Wrongful Convictions

Wrongful Convictions




By Brian Humenuk, COPJOT Police Notebooks and Pens -  October 5, 2022

Wrongful Convictions – Is it just the price of doing business in the American Justice system?

Wrongful convictions and convictions overturned has not always been an interest for me. Over the years of my career, I started to see a pattern in the trial court where individuals are unable to pay for an attorney and are appointed a public defender. Don't get me wrong, I do have a lot of respect for public defenders. I believe that they carry a case load that is a specific niche others don't bother with.  I guess I just feel that in order to work as a public defender and make the most amount of money for the least amount of time invested there has to be a quick resolution, in other words a plea deal.

As companies like Netflix and Amazon Prime have replaced or maybe just added on to your cable TV options they have brought some series that just blow my mind away. The streaming series that I am talking about are programs like the Innocence Files, The Innocence Project, Outcry, Trial 4, How to fix a drug scandal, The Trial of the Chicago 7, When they see us – The Central Park 5. If you haven’t caught some of these series you are missing some great true crime documentaries and a missed opportunity on learning how the justice system works when a person who is innocent is charged with a major crime.

There are many things that I would have changed, if I could, upon graduating from the police academy and starting this wonderful job as a police officer. For one, if I could go back in time, I wish I could have watched a few of these innocence series so that the phrase “it is just as important to set an innocent man free as it is to convict a guilty man” would have been driven home. Coming out of the police academy I felt my job was to find criminal activity, find the perpetrator or suspect involved and charge them either by arrest or summons. I was 27 at the time did I really know anything about systemic justice, false confessions, false eye witnesses or even that the photo array would be heavily scrutinized and changed during my first years on the job.

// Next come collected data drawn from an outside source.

PR #3177, opened 2026-06-12
GO-7320 Reimplement the object subscription engine from scratch

requilence:
## What

Removes the legacy object-subscription engine and reimplements it from scratch against the behavioral contract in [docs/Subscriptions.md](docs/Subscriptions.md) — derived from how the desktop client and heart's own services actually consume subscriptions. The architecture is documented in [docs/SubscriptionsEngineDesign.md](docs/SubscriptionsEngineDesign.md), written and review-hardened before any code.

## Architecture

One core live-query primitive — `{optional id-scope, compiled filters, optional order+window, requested keys}` over a per-space store feed — surrounded by an adapter ring. Everything Anytype-specific is a leaf:

- **Sources** resolve to type/relation filters at the request boundary (AND-composed onto the compiled filter)
- **SubscribeIds** = fixed id scope in request order, no filters
- **Collections** = mutable id scope fed by the editor's membership stream
- **Dependencies** = hidden detail-events-only child sub (`{subId}/dep`) with a derived scope; order deps probe the compiled order's own OrderMap per feed item
- **Kanban groups** = an adapter owning no core sub at all (relevance map + grouper recompute off the mutex)
- **Cross-space** = existing `crossspacesub`, unchanged, layered on the public API

Key mechanics: coalescing intake (id-keyed, full state replaces pending, id-only degradation above a threshold), one worker per space, FIFO outbox encoded to pb off-mutex, snapshots **streamed** with a bounded top-K window heap (peak O(set × entry) + O(window × details) instead of O(set × full details)), no full-set ordered structure at all (the legacy skip list is gone — ordering exists only for the window, everything else is boundary comparisons plus bounded re-queries), window-diff scripts that guarantee every `afterId` is already placed when the client applies it, subId claim slots serializing replace-on-resubscribe against racing unsubscribes, and a detach-and-flush teardown making `UnsubscribeAndReturnIds` ghost-proof.

Store-side prerequisites: feed notifications raised under a `WriteTx` are buffered (ids only) and flushed only on commit with a post-commit re-read — closing both the silent data-loss window in the wire-feed-then-requery snapshot invariant and the stale-overtakes-newer reorder race; nested tx (savepoint) notifications flush only on the root commit. New `QueryIterateRaw` streams precompiled-filter queries without materializing the result set.

## Not carried over (confirmed-dead surface, contract §4)

afterId/beforeId request cursors, nextCount/prevCount, nested sub-subscriptions, fulltext in subscriptions, membership events for `/dep` subs, `Service.SubscribeIds(subId, ids)`, `UnsubscribeAll`.

## Testing

- Event-level unit tests asserting exact wire sequences (`DetailsSet → Add → Counters`, minimal Amend, window scripts)
- A randomized replay test applying every event with the anytype-ts dispatcher's exact rules, converging to an independently computed window each step
- The pre-existing crossspacesub + objectsubscription suites pass unchanged as acceptance gates (incl. lazy promotion, the first-opener deadlock guard, and no-data-loss under concurrent open, with `-race`)
- **Three adversarial review rounds** (architecture/memory/any-store; edge-cases/races with empirical probes; one line-level reviewer per file) — every confirmed finding fixed with a regression test, including a 30-generation `UnsubscribeAndReturnIds` consistency stress
- **Legacy parity audit**: develop's test scenarios inventoried (17 clusters covered, 8 dead-surface, 11 gaps closed — tag combination groups, nested And/Or trees, emptyPlacement sorts, ids+deps, multi-sub fan-out, collection windows, status-option reorder, source resolution); probes against the legacy engine confirmed the offset-window drift and pre-commit store notifications were real inherited defects, while legacy never emitted live status/checkbox group events at all
- Full consumer battery green: `syncstatus`, `files`, `pushnotification`, `acl`, `space`, `api`, `chats`, `relationutils`, `indexer`

## Notable drive-by fixes

- `core/acl`: deleted-space self-remove messages were keyed by a shared fixed id — concurrent deleted spaces lost all but one `Leave`
- `crossspacesub`: synthesized counters events re-inserted just-deleted per-space totals, double-counting all subsequent totals; `Close` map race
- `FilterOptionsEqual` no longer allocates per evaluation

## Known accepted edges (documented in the design doc / code)

Sorted-sub re-queries can truncate tie groups beyond the margin; compiled filters are frozen until re-subscribe (quickOption dates, nested dot-key id sets); groups' `CollectionId` scoping is a subscribe-time snapshot; a killed overflowing internal queue leaves its sub registered until the consumer unsubscribes; pre-commit link notifications and `DeleteDetails` invisibility are pre-existing store behaviors out of scope here.


requilence:
## Benchmark comparison vs the legacy engine

All benchmarks ported to the legacy engine on `develop` with identical workloads (same object counts, filters, sorts, limits, keys), run on the same machine, compared with benchstat at n=6 (storms n=3). `BenchmarkRealisticSpaceUpdate` skipped (porting surface too large).

### Time

| Benchmark | legacy | new | delta |
|---|---|---|---|
| Subscribe full snapshot @10k | 21.5ms | 16.1ms | -25% |
| Subscribe windowed @10k (name sort, limit 100) | 58.8ms | 18.0ms | **-69%** |
| Change batch, 100 updates × 20 subs | 3.97ms | 1.00ms | **-75%** |
| limit-0 steady-state no-op | 557µs | 745ns | **-99.9%** |
| Window-member Amend @500 | 64.7µs | 2.2µs | **-97%** |
| In-window reorder @500 | 71.6µs | 37.1µs | -48% |
| Full-list reorder @10k (limit 0) | 701µs | 565µs | -19% |
| Out-of-window update | 49.8µs | 2.5µs | **-95%** |
| Groups subscribe @1k (tag, 20 options) | 1.98ms | 2.57ms | +30% |
| Groups miss path | 374ns | 108ns | -71% |
| Feed storm, 1k writes end-to-end | 264ms | 17.7ms | **-93%** ¹ |
| Feed storm, 5k writes (degradation engaged) | 374ms | 90.8ms | **-76%** ¹ |

¹ legacy's number includes its fixed ~250ms batching debounce — by design, but it was real user-facing latency.

### Memory: allocation churn (B/op · allocs/op)

| Benchmark | legacy | new | B/op delta |
|---|---|---|---|
| limit-0 steady-state no-op | 878KB · 98 | **0 B · 0** | -100% |
| Out-of-window update | 55.8KB · 23 | 440B · 4 | -99% |
| Window-member Amend @500 | 62.5KB · 97 | 1.1KB · 10 | -98% |
| Change batch 100×20 subs | 3.8MB · 18.4k | 1.7MB · 8.0k | -54% |
| Subscribe full @10k | 21.2MB · 270k | 11.8MB · 200k | -44% |
| Subscribe windowed @10k | 16.3MB · 251k | 10.8MB · 201k | -34% |
| Feed storm 1k end-to-end | 4.3MB · 67k | 2.9MB · 57k | -31% |
| Groups miss path | 8B · 0 | 0 B · 0 | -100% |
| In-window reorder @500 | 95.6KB · 106 | 115.7KB · 20 | **+21%** |
| Full-list reorder @10k | 1.5MB · 171 | 2.1MB · 53 | **+40%** |
| Groups subscribe @1k | 1.6MB · 22.9k | 1.8MB · 27.1k | +11% |

The two reorder regressions are the window-diff script's per-batch bookkeeping (`oldWin` snapshot + position map + client-list sim) vs legacy's in-place skip-list splice — fewer-but-bigger allocations (allocs/op is 69–81% *lower*), amortized per batch rather than per item, and faster in wall time anyway. Groups subscribe pays +11% for the relevance/options seeding that buys the 108ns/0-alloc miss path and live status/checkbox group events (which legacy never emitted at all).

### Memory: retention (not visible in B/op)

- **Legacy** kept every member of every sorted sub as a skip-list node with sort state, plus a refcounted cache of full details per tracked object — a windowed view over 100k objects retained ~35MB+ of ordered per-member state.
- **New** retains an id-only member set (~50B/member) plus full projections for the window only; subscribe-time snapshots stream through a bounded top-K heap. Peak is O(set × entry) + O(window × details) instead of O(set × full details) — roughly **~10MB vs ~250MB peak** during a 100k-object subscribe, the difference between fine and OOM under gomobile memory limits.
- `FeedStorm5kDegraded` shows the storm bound holding: past the 2048-pending intake threshold both engines churn ~22MB per 5k-write storm, but the new intake pins at most 2048 full details at any instant (the rest degrade to id-only entries re-fetched in batches) with per-write cost flat at ~18µs.

### Excluded as not comparable (annotated honestly)

- **Groups recompute**: legacy diffed groups synchronously inline under the lock; the new engine recomputes off-mutex through the kanban grouper (a store query). Different execution models — the new number includes work legacy deferred elsewhere.
- **Object-format sort reorder / sort-target rename** (legacy ~22µs/0.9µs vs new ~5.3ms): legacy with `NoDepSubscription: true` never maintained assignee-order at all — it degenerated to id-order, so its fast numbers measure a correctness gap. The new engine's ~5.3ms (dominated by the re-query's SQL ORDER BY collation pass over all matching rows) buys the contract's §3.5 behavior: renaming the assignee you sort by actually reorders the list.

cheggaaa (approved):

Once I started to get hooked on these real life innocence cases the light bulb came on and the aha moment was born. Something about me is that I am a thinker. I have to figure out how things work. I have to look things up and do research before I am convinced of the truth. What I really enjoy about these cases are that by the time someone is released from prison on a false conviction the evidence is so overwhelming that the investigation, the research, the interviews, the briefs and arguments for and against have been done for me. The light bulb that went on many years ago has never turned off. In fact when I was studying as a graduate student a few years ago it only made me think more about how people get convicted of crimes that they didn't do.

If you are a newer police officer coming out of the police academy or maybe you have been on a few years my recommendation on where to start with these true crime innocence shows would be “Outcry” and “Trial 4”. As you are working day in and day out enjoying your new career and most likely filling up pages and pages of notes in your new COPJOT Custom Police Notebook try and find some time to binge a few of these shows. You will be blown away at many of these cases and it won’t be a bad thing to have some of this information in the back of your mind when you do catch yourself a case and your gut starts playing tricks on you.

Lastly, I was recently on a Southwest flight from Providence to Orlando where I was browsing their inflight free movies. I came across a movie called "Just Mercy" starring Michael B. Jordan. I won’t give away what happens in the film but it is a must watch movie if you want to see first hand what happens at the intersection of justice when race and economic inequalities collide.

So now that you have wrote down all of these streaming and binge worthy show ideas inside of your Police Notebook which was hopefully custom made by COPJOT, I hope that you educate yourself in a way that will make the criminal justice system better just by understanding that we have a job to do and sometimes that job is to set an innocent man free or do some extra police work in order to find the truth. Because this job that we do requires us to be informed as well as to continue to learn.